**Supplied records**
..........

PR #248, opened 2016-11-01
Allow MustHostSeries to be patched for testing

wallyworld:
For now, MustHostSeries needs to be a var so it can be patched for testing.

### DIFF
--- a/series/series.go
+++ b/series/series.go
@@ -21,6 +21,9 @@ const (
 
 var (
 	// TODO(katco): Remove globals (lp:1633571)
+	// Override for testing.
+	MustHostSeries = mustHostSeries
+
 	seriesOnce sync.Once
 	// These are filled in by the first call to hostSeries
 	series    string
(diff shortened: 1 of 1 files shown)


series/series.go
```diff
@@ -22,6 +22,7 @@ const (
 var (
 	// TODO(katco): Remove globals (lp:1633571)
 	seriesOnce sync.Once
+	MustHostSeries = mustHostSeries
```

..........

**Task directions**
Scan the lines above, and whenever one holds the string "MustHostSeries", copy it.

**Result of the task**
Allow MustHostSeries to be patched for testing
For now, MustHostSeries needs to be a var so it can be patched for testing.
+	MustHostSeries = mustHostSeries
+	MustHostSeries = mustHostSeries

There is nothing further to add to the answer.